Solidarity event draws crowds, opens dialogue

With protests exploding on college campuses across the United States, the presence of institutional racism has been in the national spotlight over the past few weeks. Last Friday, around 200 Colby students and faculty members—many dressed in black clothing—amassed on the steps of Miller Library to express their solidarity with the protestors. While the event was short—one participant said the duration lasted all of ten minutes—the message was clear: Colby students were ready to assist their peers, both on campus and nationally, in fighting against institutional racism, discrimination, and insensitivity.


The event, which was organized by Marnay Avant ’18 and Jasmyn Davis ’17 and sponsored by SOBHU, SGA, and PCB, consisted of a short statement by the organizers and a photo of the members of the community behind a large banner reading “Colby College stands with Mizzou.” Davis, who is the Secretary of PCB, said that the impetus for the event came about when “[Avant and I] saw how many other campuses were coming together to show their support to students fighting institutional racism, and we wanted Colby to have the chance to do the same.”

While the main banner only explicitly referred to the recent tumult at the University of Missouri, Davis and Avant worked to show solidarity with all discriminated students while also educating the campus community. “We wanted to recognize that the events happening at Mizzou, Bowdoin, Yale, Ithaca, and other schools were not isolated incidents, and that as members of the Colby community, we have an opportunity every day to encourage discourse on issues happening outside the ‘Colby bubble,’” Davis said.
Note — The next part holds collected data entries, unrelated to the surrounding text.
PR #91, opened 2019-02-18
Do not do IPP request for printer-is-shared option for remote cups qu…

zdohnal:
…eues with CUPS 2.2 and newer

Hi!

I found out there are lots of error messages in journal from CUPS in Fedora 28 (cups-filters-1.20.0, cups-2.2.6), when I run cups-browsed with BrowsePoll directive set on remote CUPS server (RHEL 6, cups-1.4.2) like:

[Client 13] Returning IPP client-error-bad-request for CUPS-Add-Modify-Printer (ipp://localhost:631/printers/print_queue_name) from localhost

It is caused by cups-browsed trying to set printer-is-shared option to false for remote CUPS queue, which is forbidden by CUPS as you wrote in comments in the code.
It is harmless error, but it can mystify an user and log is IMHO nicer without such errors.
I introduced a new macro in cups-browsed.c, HAVE_CUPS_2_2, to indicate if we have cups-2.2 or newer in the fix. Then, in update_cups_queues(), when function is issuing a request for printer-is-shared option, do not request the option when the print queue is remote CUPS queue and we have CUPS-2.2 or newer.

In addition, Avant and Davis saw eerie similarities between these schools and Colby. “The recent protests on college campuses reminded us of the problems we face at Colby; just last semester, black students at Colby received nasty, racist Yik Yak responses after a SOBHU-led protest. Students at Mizzou and other schools were also attacked on Yik Yak, and some even received death threats, so we saw an unfortunate common theme in how backlash can unfold,” Davis said.

After the solidarity event, SGA, PCB, SOBHU, and the Pugh Center hosted an event “Dialogue and Dessert: Student Activism in the 21st Century” in Page this past Monday. Avant and Davis organized this event as another way to facilitate conversation. Davis noted, “We did not want the sense of collective solidarity to end after we took the group photo on Friday afternoon; the purpose of dialogue and dessert event was to continue the conversation.”
While many other colleges across the country have turned to organizing protests, Davis said unequivocally that “neither PCB, nor SOBHU, are planning a protest.” In spite of this, Davis hoped that “students, faculty, and staff [will] engage in critical conversations surrounding diversity and inclusion on this campus.”

Following the events, the organizers were pleased by the turnout. Davis said, “It was great to see people from so many different backgrounds gathering together for this moment together.” William Whitney ’16, who attended the event, felt the large presence also had broad, positive implications. “I was impressed by both the crowd and the progress it signifies we’ve made since the Yik Yak incident.” However, there is still work to be done. Davis concluded, “I hope that those who attended the solidarity event on Friday will continue to engage in dialogue with others on issues surrounding not only race, but class, gender, sexuality, ability, and other identities.”